BEGIN DATA FOR THE TASK

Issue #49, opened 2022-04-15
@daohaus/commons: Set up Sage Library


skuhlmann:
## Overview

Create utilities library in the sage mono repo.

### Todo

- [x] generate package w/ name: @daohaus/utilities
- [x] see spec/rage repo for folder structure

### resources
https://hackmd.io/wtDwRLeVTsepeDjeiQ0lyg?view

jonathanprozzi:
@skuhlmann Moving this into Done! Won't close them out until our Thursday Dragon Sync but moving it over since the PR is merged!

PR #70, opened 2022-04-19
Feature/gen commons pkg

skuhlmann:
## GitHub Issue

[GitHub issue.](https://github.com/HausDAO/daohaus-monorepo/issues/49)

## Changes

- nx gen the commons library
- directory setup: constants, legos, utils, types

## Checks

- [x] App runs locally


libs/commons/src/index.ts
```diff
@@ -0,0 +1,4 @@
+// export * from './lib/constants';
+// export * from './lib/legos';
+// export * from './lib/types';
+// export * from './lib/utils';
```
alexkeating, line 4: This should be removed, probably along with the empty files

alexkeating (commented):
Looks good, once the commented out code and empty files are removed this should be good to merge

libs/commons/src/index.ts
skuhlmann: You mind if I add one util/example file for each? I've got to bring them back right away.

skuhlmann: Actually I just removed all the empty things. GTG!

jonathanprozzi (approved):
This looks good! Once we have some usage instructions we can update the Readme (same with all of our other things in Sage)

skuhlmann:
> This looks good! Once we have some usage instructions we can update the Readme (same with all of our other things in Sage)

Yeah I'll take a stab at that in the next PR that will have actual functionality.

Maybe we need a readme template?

END DATA FOR THE TASK
BEGIN DATA FOR THE TASK

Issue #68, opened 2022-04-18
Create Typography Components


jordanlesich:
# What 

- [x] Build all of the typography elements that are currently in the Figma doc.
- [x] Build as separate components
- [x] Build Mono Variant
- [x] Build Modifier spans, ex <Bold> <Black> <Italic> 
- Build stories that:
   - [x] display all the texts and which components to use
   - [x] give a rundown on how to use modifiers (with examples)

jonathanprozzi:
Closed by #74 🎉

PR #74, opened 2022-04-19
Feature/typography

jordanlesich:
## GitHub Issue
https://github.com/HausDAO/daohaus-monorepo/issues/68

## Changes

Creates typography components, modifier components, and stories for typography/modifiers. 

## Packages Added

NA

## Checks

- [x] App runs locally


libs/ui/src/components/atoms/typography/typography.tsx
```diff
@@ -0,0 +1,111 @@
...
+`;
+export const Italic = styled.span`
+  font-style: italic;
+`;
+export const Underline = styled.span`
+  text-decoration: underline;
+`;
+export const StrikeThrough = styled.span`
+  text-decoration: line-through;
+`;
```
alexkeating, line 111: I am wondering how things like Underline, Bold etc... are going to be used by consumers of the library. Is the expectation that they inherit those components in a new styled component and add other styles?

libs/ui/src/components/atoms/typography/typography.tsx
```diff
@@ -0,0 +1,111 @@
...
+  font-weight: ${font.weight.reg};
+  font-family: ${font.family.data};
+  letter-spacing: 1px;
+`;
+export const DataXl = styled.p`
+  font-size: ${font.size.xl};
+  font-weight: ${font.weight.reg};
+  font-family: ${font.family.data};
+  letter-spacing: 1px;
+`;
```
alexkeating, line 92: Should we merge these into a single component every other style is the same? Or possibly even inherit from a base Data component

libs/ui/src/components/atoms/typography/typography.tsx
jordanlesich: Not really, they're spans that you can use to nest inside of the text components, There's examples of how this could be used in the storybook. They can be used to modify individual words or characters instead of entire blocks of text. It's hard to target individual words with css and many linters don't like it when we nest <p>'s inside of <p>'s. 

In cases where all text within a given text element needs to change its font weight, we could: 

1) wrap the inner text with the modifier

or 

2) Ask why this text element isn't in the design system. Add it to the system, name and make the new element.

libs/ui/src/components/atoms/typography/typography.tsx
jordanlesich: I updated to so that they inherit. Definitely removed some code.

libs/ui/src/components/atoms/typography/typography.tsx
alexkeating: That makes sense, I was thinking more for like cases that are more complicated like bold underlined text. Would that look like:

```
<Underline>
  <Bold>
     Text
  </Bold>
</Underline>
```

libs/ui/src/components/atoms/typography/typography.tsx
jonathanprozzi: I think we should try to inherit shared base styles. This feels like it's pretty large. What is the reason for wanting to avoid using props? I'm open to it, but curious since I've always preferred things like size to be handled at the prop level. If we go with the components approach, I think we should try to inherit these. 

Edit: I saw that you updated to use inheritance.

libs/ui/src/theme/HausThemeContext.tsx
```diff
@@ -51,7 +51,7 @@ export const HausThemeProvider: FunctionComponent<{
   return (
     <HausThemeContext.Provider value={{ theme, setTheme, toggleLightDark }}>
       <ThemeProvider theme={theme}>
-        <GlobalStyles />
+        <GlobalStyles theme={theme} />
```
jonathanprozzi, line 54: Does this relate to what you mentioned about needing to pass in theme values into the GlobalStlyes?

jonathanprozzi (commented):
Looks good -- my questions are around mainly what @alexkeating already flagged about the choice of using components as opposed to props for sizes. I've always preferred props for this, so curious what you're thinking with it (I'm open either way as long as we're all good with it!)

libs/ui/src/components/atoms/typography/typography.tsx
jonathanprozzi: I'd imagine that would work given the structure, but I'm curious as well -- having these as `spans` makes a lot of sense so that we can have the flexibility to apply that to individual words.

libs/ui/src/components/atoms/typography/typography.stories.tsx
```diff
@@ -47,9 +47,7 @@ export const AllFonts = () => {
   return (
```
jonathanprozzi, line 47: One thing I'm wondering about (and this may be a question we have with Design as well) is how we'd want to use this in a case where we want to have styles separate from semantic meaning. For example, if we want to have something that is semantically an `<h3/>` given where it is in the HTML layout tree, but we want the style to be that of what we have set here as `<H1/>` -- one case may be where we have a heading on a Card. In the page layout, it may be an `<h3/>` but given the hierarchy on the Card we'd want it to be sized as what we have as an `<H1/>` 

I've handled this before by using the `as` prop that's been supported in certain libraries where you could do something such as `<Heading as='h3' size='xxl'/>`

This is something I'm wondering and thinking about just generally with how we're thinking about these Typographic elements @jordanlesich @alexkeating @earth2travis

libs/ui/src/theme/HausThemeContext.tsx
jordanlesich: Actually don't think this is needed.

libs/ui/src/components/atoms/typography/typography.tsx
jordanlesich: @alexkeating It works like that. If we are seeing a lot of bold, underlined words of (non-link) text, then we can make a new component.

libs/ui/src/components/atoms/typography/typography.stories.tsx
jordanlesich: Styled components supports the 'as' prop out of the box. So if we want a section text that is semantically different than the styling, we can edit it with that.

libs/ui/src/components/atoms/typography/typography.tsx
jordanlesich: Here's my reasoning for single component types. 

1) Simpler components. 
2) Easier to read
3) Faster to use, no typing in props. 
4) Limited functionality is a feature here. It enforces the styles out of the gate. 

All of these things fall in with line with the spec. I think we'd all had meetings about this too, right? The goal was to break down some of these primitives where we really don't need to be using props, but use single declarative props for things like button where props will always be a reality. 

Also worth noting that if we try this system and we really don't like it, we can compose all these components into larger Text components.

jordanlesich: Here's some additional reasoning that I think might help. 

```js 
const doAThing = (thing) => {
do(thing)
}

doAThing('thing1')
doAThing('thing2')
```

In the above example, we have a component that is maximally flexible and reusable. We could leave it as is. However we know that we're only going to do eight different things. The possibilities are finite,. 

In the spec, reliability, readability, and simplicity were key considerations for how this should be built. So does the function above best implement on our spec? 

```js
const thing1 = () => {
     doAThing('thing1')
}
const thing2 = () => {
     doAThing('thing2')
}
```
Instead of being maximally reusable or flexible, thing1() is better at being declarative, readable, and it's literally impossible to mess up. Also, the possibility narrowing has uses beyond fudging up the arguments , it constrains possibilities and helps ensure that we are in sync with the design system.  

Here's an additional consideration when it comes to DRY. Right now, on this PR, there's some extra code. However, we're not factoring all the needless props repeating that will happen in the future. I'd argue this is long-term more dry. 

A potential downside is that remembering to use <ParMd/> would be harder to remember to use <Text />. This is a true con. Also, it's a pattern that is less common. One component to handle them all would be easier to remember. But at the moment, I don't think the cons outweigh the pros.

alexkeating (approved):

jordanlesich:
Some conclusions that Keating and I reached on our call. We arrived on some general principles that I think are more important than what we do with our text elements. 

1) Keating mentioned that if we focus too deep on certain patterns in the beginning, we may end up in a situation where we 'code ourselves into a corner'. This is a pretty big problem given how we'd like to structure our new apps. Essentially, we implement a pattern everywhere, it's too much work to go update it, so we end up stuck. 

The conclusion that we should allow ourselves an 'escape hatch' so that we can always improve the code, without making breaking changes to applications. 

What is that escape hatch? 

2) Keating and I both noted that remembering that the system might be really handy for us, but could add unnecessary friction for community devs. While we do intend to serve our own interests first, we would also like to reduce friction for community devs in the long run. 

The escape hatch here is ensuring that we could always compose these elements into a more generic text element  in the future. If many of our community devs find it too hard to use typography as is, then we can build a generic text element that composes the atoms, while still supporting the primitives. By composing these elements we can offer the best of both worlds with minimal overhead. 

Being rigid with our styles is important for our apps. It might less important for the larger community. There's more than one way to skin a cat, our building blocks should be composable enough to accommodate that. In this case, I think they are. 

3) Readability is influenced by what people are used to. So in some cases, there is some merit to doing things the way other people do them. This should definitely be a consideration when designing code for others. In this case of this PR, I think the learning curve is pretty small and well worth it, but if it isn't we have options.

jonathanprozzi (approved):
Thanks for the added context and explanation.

END DATA FOR THE TASK

* WORK INSTRUCTION *
Look through the listing and return each line containing the word "thinking".

* ANSWER SPACE *
alexkeating: That makes sense, I was thinking more for like cases that are more complicated like bold underlined text. Would that look like:
Looks good -- my questions are around mainly what @alexkeating already flagged about the choice of using components as opposed to props for sizes. I've always preferred props for this, so curious what you're thinking with it (I'm open either way as long as we're all good with it!)
This is something I'm wondering and thinking about just generally with how we're thinking about these Typographic elements @jordanlesich @alexkeating @earth2travis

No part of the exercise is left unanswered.